Que faire alors pour sortir de cet enfermement ? Adrien Candiard constate l’incapacité d’une société devenue agnostique à faire face à un problème authentiquement religieux. Après rappelé que le premier lieu de combat contre le fanatisme reste soi-même, l’auteur propose trois axes : la théologie, le dialogue interreligieux et la prière.

  • La théologie, tout d’abord. Candiard dénonce les conséquences délétères de l’abandon du débat théologique. À ne plus débattre des religions, celles-ci deviennent incompréhensibles et nos esprits se trouvent désarmés face aux discours simplistes et séducteurs. On s’expose à l’influence de théories dont on n’a même plus conscience, mais qui n’en continuent pas moins d’exister et d’influer sur nos sociétés. Il est nécessaire de refaire de la théologie (cette « science encore plus méconnue que négligée » qui est un « effort rationnel pour rendre compte de la foi, une réflexion critique de ce que notre langage humain peut dire de Dieu ») pour être capable de débattre de nos conceptions de Dieu, pour ne plus être dans le « c’est comme ça et pas autrement, il n’y a pas le choix », pour purifier nos images de Dieu.
  • Le dialogue interreligieux, ensuite, mais en veillant à parler de Dieu et pas de nous. Il faut sortir d’une forme de compétition entre religions, et accepter de se mettre à l’écoute.
  • La prière enfin, personnelle et silencieuse, qui nous oblige à accepter de laisser place au vide – et à ne surtout pas chercher à le remplir, pour que Dieu puisse s’y révéler. C’est justement la peur de ce vide qui pousse le fanatique à le remplir par tout ce qu’il peut.

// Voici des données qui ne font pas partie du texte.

PR #1015, opened 2026-05-27
Add Content Ops exact cache policy

canfieldjuan:
Plan: plans/PR-Content-Ops-Exact-Cache-Policy.md

Add a source-side Content Ops exact-cache policy seam that defaults to no-store, requires account scope, blocks support-ticket/customer-data markers from the real execution path, and surfaces the decision in LLM trace metadata without performing cache lookup/store yet.

## Intentional
- This does not call exact-cache lookup or store; policy and observability land before behavior.
- This does not cache support-ticket prompts because current prompts can include raw customer data.
- This does not add UI controls.

## Deferred
- Future PR: exact-cache adapter that can lookup/store only when this policy returns exact.
- Future PR: redacted/digest-only cache envelopes for support-ticket inputs if needed.
- Future PR: UI controls once backend cache behavior is live and safe.

## Parked hardening
- None.

## Verification
- python -m pytest tests/test_extracted_content_ops_execution.py::test_execute_marks_support_ticket_trace_context_for_cache_policy tests/test_extracted_content_ops_cache_policy.py tests/test_extracted_campaign_llm_client.py -q — 29 passed, 1 warning.
- python -m compileall -q extracted_content_pipeline/content_ops_execution.py tests/test_extracted_content_ops_execution.py — passed.
- python -m pytest tests/test_atlas_content_ops_infrastructure.py::test_build_content_ops_llm_client_uses_pipeline_tracing_client tests/test_extracted_content_ops_cache_policy.py tests/test_extracted_campaign_llm_client.py -q — 29 passed, 1 warning.
- python -m compileall -q extracted_content_pipeline/content_ops_cache_policy.py tests/test_extracted_content_ops_cache_policy.py — passed.
- python -m pytest tests/test_extracted_content_ops_cache_policy.py tests/test_extracted_campaign_llm_client.py -q — 27 passed, 1 warning.
- python -m compileall -q extracted_content_pipeline/content_ops_cache_policy.py extracted_content_pipeline/campaign_llm_client.py extracted_content_pipeline/settings.py tests/test_extracted_content_ops_cache_policy.py tests/test_extracted_campaign_llm_client.py — passed.
- python -m pytest tests/test_audit_extracted_pipeline_ci_enrollment.py -q — 9 passed.
- git diff --check — passed.

## Diff size
11 files, +688 / -1.

### DIFF
--- a/extracted_content_pipeline/content_ops_cache_policy.py
+++ b/extracted_content_pipeline/content_ops_cache_policy.py
@@ -1,0 +1,160 @@
+"""Content Ops LLM cache policy decisions.
+
+This module decides whether a Content Ops LLM call is eligible for a future
+exact-cache lookup/store. It does not perform cache I/O.
+"""
+
+from __future__ import annotations
+
+from collections.abc import Mapping, Sequence
+from dataclasses import dataclass
+from typing import Any, Literal
+
+
+ContentOpsCacheMode = Literal["exact", "no_store"]
+
+DEFAULT_CACHEABLE_ASSET_TYPES = (
+    "blog_post",
+    "landing_page",
+    "sales_brief",
+    "email_campaign",
+    "report",
+)
+CUSTOMER_DATA_SOURCE_MARKERS = (
+    "support_ticket",
+    "support_tickets",
+    "customer_data",
+    "customer_upload",
+)
+NO_STORE_POLICY_VALUES = {"off", "false", "no", "none", "no_store", "no-store"}
+EXACT_POLICY_VALUES = {"exact", "exact_cache", "exact-cache"}
+
+
+@dataclass(frozen=True)
+class ContentOpsCacheDecision:
+    """Decision metadata for one Content Ops LLM call."""
+
+    mode: ContentOpsCacheMode
+    reason: str
+    namespace: str | None = None
+    account_id: str | None = None
+
+    @property
+    def cacheable(self) -> bool:
+        return self.mode == "exact"
+
+    def trace_metadata(self) -> dict[str, str]:
+        metadata = {
+            "cache_mode": self.mode,
+            "cache_reason": self.reason,
+        }
+        if self.namespace:
+            metadata["cache_namespace"] = self.namespace
+        if self.account_id:
+            metadata["cache_account_id"] = self.account_id
+        return metadata
+
+
+@dataclass(frozen=True)
+class ContentOpsExactCachePolicy:
+    """Content Ops exact-cache eligibility policy.
+
+    The policy is conservative by design. Exact cache starts disabled, requires
+    tenant account scope, and refuses customer-upload/support-ticket markers.
+    """
+
+    exact_cache_enabled: bool = False
+    customer_data_exact_cache_enabled: bool = False
+    namespace_prefix: str = "content_ops"
+    cacheable_asset_types: tuple[str, ...] = DEFAULT_CACHEABLE_ASSET_TYPES
+
+    @classmethod
+    def from_settings(cls, settings_obj: Any) -> "ContentOpsExactCachePolicy":
+        return cls(
+            exact_cache_enabled=bool(
+                getattr(settings_obj, "exact_cache_enabled", False),
+            ),
+            customer_data_exact_cache_enabled=bool(
+                getattr(settings_obj, "customer_data_exact_cache_enabled", False),
+            ),
+            namespace_prefix=_clean_text(
+                getattr(settings_obj, "exact_cache_namespace_prefix", None),
+            )
+            or "content_ops",
+        )
+
+    def decide(
+        self,
+        metadata: Mapping[str, Any] | None,
+        *,
+        messages: Sequence[Any] | None = None,
+    ) -> ContentOpsCacheDecision:
+        del messages  # Future adapter may use a redacted/digest-only envelope.
+        values = dict(metadata or {})
+        requested_policy = _policy_value(
+            values.get("content_ops_cache_policy") or values.get("cache_policy")
+        )
+        asset_type = _clean_text(values.get("asset_type"))
+        account_id = _clean_text(values.get("account_id"))
+
+        if requested_policy in NO_STORE_POLICY_VALUES:
+            return ContentOpsCacheDecision("no_store", "policy_no_store")
+        if not self.exact_cache_enabled:
+            return ContentOpsCacheDecision("no_store", "exact_cache_disabled")
+        if not requested_policy:
+            return ContentOpsCacheDecision("no_store", "policy_no_store")
+        if requested_policy and requested_policy not in EXACT_POLICY_VALUES:
+            return ContentOpsCacheDecision("no_store", "unsupported_cache_policy")
+        if not account_id:
+            return ContentOpsCacheDecision("no_store", "missing_account_scope")
+        if not asset_type or asset_type not in self.cacheable_asset_types:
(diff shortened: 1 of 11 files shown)


extracted_content_pipeline/content_ops_cache_policy.py
```diff
@@ -0,0 +1,175 @@
...
+    if text in {"0", "false", "no", "off"}:
+        return False
+    return default
+
+
+def _policy_value(value: Any) -> str:
+    return _clean_text(value).lower().replace(" ", "_")
+
+
+def _has_customer_data_marker(metadata: Mapping[str, Any]) -> bool:
```
canfieldjuan, line 150: `_has_customer_data_marker` checks `source_type`/`source_types`/`source_material_type`/`input_provider`/`provider`, but the LLM-call metadata `decide()` receives for a support-ticket blog/landing call carries none of those -- per #995/#1001 it's `{target_mode, blueprint_id, skill_name, asset_type, attempt_no}` + scope `{account_id, user_id}`. The support-ticket `source` is in the `data_context` (not passed to `complete()`). I ran the policy: realistic support-ticket blog metadata -> `exact, eligible` (would cache customer data when enabled); the same dict + `provider:"support_ticket_provider"` -> `no_store`. So the block fires only with a marker the real flow never produces -- and the block test masks it by injecting `input_provider:"atlas_support_ticket_request"`. Latent today (exact_cache_enabled=False), but the deferred adapter will trust `decide() -> exact`. Fix: have the executor propagate a customer-data marker (input_provider/source_type) into the #1001 trace context for support-ticket runs, and add a test using the REAL support-ticket complete() metadata asserting no_store.

canfieldjuan (commented):
## Pull Request Overview

A `Production hardening` slice adding a Content Ops exact-cache POLICY seam (decision + observability; no lookup/store yet). Defaults to no-store, requires account scope, is opt-in, gated to specific asset types, blocks customer-data markers, and surfaces the decision in trace metadata. +592/-0, 9 files. Reviewed at head `5288ec6` (direct review + ran the policy directly against realistic metadata).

La conclusion d’Adrien Candiard est que le constat d’échec de deux siècles de sécularisation pour en arriver à une société envahie par le fanatisme religieux, doit nous conduire à changer d’approcher, et accepter enfin que la solution d’un problème religieux soit religieuse.

Ce livre fait partie des ouvrages dont on sort stimulé intellectuellement et apaisé. Il fait entendre une voix peu répandue dans le vacarme assourdissant des propos convenus sur le séparatisme ou la radicalisation. Évidemment, la réponse que propose Adrien Candiard pourra décevoir ceux qui, après l’assassinat de Samuel Paty, réclament des actions fortes et concrètes contre l’islamisme. Mais le propos de ce livre, publié avant le meurtre du professeur d’histoire-géographie, n’est pas d’ordre politique. C’est une parole de théologien. Et par ailleurs, on ne peut que constater avec lui l’échec de la politique de lutte contre la radicalisation – et l’on comprend mieux, à le lire, que c’est sans doute en partie parce qu’on n’a jamais sérieusement cherché à comprendre le fanatisme dans sa dimension spécifiquement religieuse.